Issue
I have run the script listDProcessesNativeStacks.sh and shared the data with CloudBees Support. What is this and how does it help us understand what is causing the hanging of my controller?
Environment
-
Linux environment
-
CloudBees CI (CloudBees Core) on modern cloud platforms - Managed controller
-
CloudBees CI (CloudBees Core) on modern cloud platforms - Operations Center
-
CloudBees CI (CloudBees Core) on traditional platforms - Client controller
-
CloudBees CI (CloudBees Core) on traditional platforms - Operations Center
-
CloudBees Jenkins Enterprise
-
CloudBees Jenkins Enterprise - Managed controller
-
CloudBees Jenkins Enterprise - Operations center
Resolution
The script listDProcessesNativeStacks.sh uses a combination of ps
, awk
and cat
to identify processes in a D state
and dump their native stack.
It will usually be used in combination with the output of collectPerformanceData.sh to help us identify what exactly the native thread of a process is doing.
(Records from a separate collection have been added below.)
PR #518, opened 2016-10-18
Export to PNG

strobelm:
Hi, we need exporttoPNG on Saturday (perhaps it's useful for someone else).

### DIFF
--- a/src/js/libcs/RenderBackends.js
+++ b/src/js/libcs/RenderBackends.js
@@ -868,3 +868,9 @@ globalInstance.exportPDF = function() {
         exportWith(PdfWriterContext, wnd);
     });
 };
+
+globalInstance.exportPNG = function() {
+    var data = csctx.canvas.toDataURL();
+    var wnd = window.open('about:blank', '_blank');
+    wnd.location.href = data;
+};
--- a/src/js/libcs/RenderBackends.js
+++ b/src/js/libcs/RenderBackends.js
@@ -840,7 +840,7 @@ shutdownHooks.push(releaseExportedObject);
 // result in a new tab.  Note that Firefox fails to show images embedded
 // into an SVG.  So in the long run, saving is probably better than opening.
 // Note: See https://github.com/eligrey/FileSaver.js/ for saving Blobs
-function exportWith(Context, wnd) {
+function exportWith(Context) {
     cacheImages(function() {
         var origctx = csctx;
         try {
@@ -851,7 +851,9 @@ function exportWith(Context, wnd) {
             var blob = csctx.toBlob();
             releaseExportedObject();
             exportedCanvasURL = window.URL.createObjectURL(blob);
-            wnd.location.href = exportedCanvasURL;
+
+            downloadHelper(exportedCanvasURL);
+            window.URL.revokeObjectURL(exportedCanvasURL);
         } finally {
             csctx = origctx;
         }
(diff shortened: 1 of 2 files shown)


src/js/libcs/RenderBackends.js
```diff
@@ -868,3 +868,9 @@ globalInstance.exportPDF = function() {
         exportWith(PdfWriterContext, wnd);
     });
 };
+
+globalInstance.exportPNG = function() {
+    var data = csctx.canvas.toDataURL();
+    var wnd = window.open('about:blank', '_blank');
+    wnd.location.href = data;
```
gagern: This is a synchronous operation, so you might as well avoid using the `about:blank` URL first, and instead directly use the URL of the PNG.

src/js/libcs/RenderBackends.js
```diff
@@ -868,3 +868,9 @@ globalInstance.exportPDF = function() {
         exportWith(PdfWriterContext, wnd);
     });
 };
+
+globalInstance.exportPNG = function() {
+    var data = csctx.canvas.toDataURL();
```
gagern: Personally I was wondering how this defines the format to be PNG. I then [read](https://developer.mozilla.org/en-US/docs/Web/API/HTMLCanvasElement/toDataURL) that PNG is the default format, but I'd rather make that explicit by passing `"image/png"` as an argument to that function. That makes it easier to undertsand what's happening, and also to adapt it to other formats if we ever need those.

All the other exporting functions are using blobs instead of data URLs. I wonder whether there is any reason to prefer one over the other in the situation at hand. A data url is far longer, but also more portable and more permanent. So perhaps fine for this task unless we run into URL length problems in some real world setup.

src/js/libcs/RenderBackends.js
kranich: When I implemented PNG export for ComplexCurves I found it preferable to generate an `<a>` element pointing to the data URL then invoking its `click` event. Unlike opening a new window, this also works with popup blockers.

Moreover, you can specify a file name in the data URL, too.

kranich: Like so:

```JavaScript
function download(name, url) {
    var link = document.createElement("a");
    link.href = url;
    link.download = name;
    link.style.display = "none";
    document.body.appendChild(link);
    link.click();
    document.body.removeChild(link);
}
```

gagern: I haven't seen any problems with popup blockers if the new windows were opened in immediate response to a button event, i.e. from within the event handler. Which is the reason the other export functions create a window with `about:blank` as URL directly from within the handler, even if they only change the location of said window later in in an asynchronous way.

src/js/libcs/RenderBackends.js
```diff
@@ -851,26 +851,36 @@ function exportWith(Context, wnd) {
             var blob = csctx.toBlob();
             releaseExportedObject();
             exportedCanvasURL = window.URL.createObjectURL(blob);
-            wnd.location.href = exportedCanvasURL;
+
+            downloadHelper(exportedCanvasURL);
+            window.URL.revokeObjectURL(exportedCanvasURL);
```
gagern: This is overlapping functionality of `releaseExportedObject`. When I wrote that, I was unsure about when we can revoke an object URL. To err on the side of caution, I decided to only revoke URLs when the next export is underway, so that we have at most one object active at any point, but the most recently exported object stays alive until superseded.

If you are certain that revoking the URL immediately is safe, and perhaps even have some documentation supporting that claim, then you can drop `releaseExportedObject` (both the call and the implementation) and make `exportedCanvasURL` local to this scope here.

src/js/libcs/RenderBackends.js
```diff
@@ -851,26 +851,36 @@ function exportWith(Context, wnd) {
...
+
+
+var downloadHelper = function(data) {
+    var a = document.createElement("a");
+    document.body.appendChild(a);
+    a.style = "display: none";
+    a.href = data;
+    a.download = "CindyJSExport";
+    a.click();
+    document.body.removeChild(a);
```
gagern: Ah, so instead of *showing* the exported content in a *new* tab, we now *download* it in the *current* tab. I missed that aspect (no new tab) when reading the comment by @kranich. Hmm… Probably makes sense for most practical use cases, but will be annoying when developing export functionality, where I want to have a quick look at the generated file without having to download and open it every time. Well, I'll find a way around when I gets to this.

strobelm:
Probably the best solution would be a webworker which removes the objects when downloading is done. I just quickly added a settimeout, which should be fine for our purposes on Saturday. We can discuss a better solution later (so no pressure merging this right now).

gagern:
I think a worker would be complete overkill. A timeout sounds fine. Actually I think that keeping one eported image in RAM would be acceptable as well. We just have to make sure we don't leak arbitrary amounts of resources.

Where to retrieve the script
The script can be downloaded from this link.
What is a D state process
It is a process that is in an uninterruptible sleep. Usually this means that the process is waiting on I/O.
What does this script bring to collectPerformanceData
With the collectPerformanceData.sh script, we only have a java view of the stack. It means that we are missing what is happening at OS level. For instance, in the following stack we can only infer that the JVM is trying to write something, but we have no idea what is happening at a lower level:
"Executor #-1 for controller : executing myJob #11" Id=1305944 Group=main RUNNABLE (in native) at sun.nio.ch.FileDispatcherImpl.pwrite0(Native Method) at sun.nio.ch.FileDispatcherImpl.pwrite(FileDispatcherImpl.java:66) at sun.nio.ch.IOUtil.writeFromNativeBuffer(IOUtil.java:89) at sun.nio.ch.IOUtil.write(IOUtil.java:51)
All we can say is that the JVM is waiting on a native I/O operation. Now, running the listDProcessesNativeStacks.sh in this context, we can extract more information:
jenkins+ 10656 4238440 2146620 ? D 00:00:00 [<ffffffff81168d1e>] sleep_on_page+0xe/0x20 [<ffffffff81168aa6>] wait_on_page_bit+0x86/0xb0 [<ffffffff81168be1>] filemap_fdatawait_range+0x111/0x1b0 [<ffffffff8116abff>] filemap_write_and_wait_range+0x3f/0x70 [<ffffffffa0422c7e>] nfs_file_fsync+0x7e/0x100 [nfs] [<ffffffff8120ff8b>] vfs_fsync+0x2b/0x40 [<ffffffffa0422f0a>] nfs_file_flush+0x7a/0xb0 [nfs] [<ffffffff811dc9f4>] filp_close+0x34/0x80 [<ffffffff811fd348>] __close_fd+0x78/0xa0 [<ffffffff811de103>] SyS_close+0x23/0x50 [<ffffffff81646d52>] tracesys+0xdd/0xe2 [<ffffffffffffffff>] 0xffffffffffffffff
Now, we can start investigating the NFS.
But how exactly can you use this?
The script is simple to use. It is designed to work on any linux system with ps
, awk
and cat
(even with the busybox
version of ps
).
You’ll need to run it with sudo, or with the root user. You don’t have any parameter to pass to it.
You can set up the output directory with the D_PROCESSES_OUTPUT_DIR
environment variable.
In case you run with sudo, make sure to pass the environment variable to the script by using the -E switch, e.g.:
export D_PROCESSES_OUTPUT_DIR=/tmp sudo -E ./listDProcessesNativeStacks.sh
NOTE: The script will most likely not work from within a container. But this shouldn’t be an issue as the D processes should be visible from the host using the root user.
Make sure to attach the output of the script to the Support Ticket.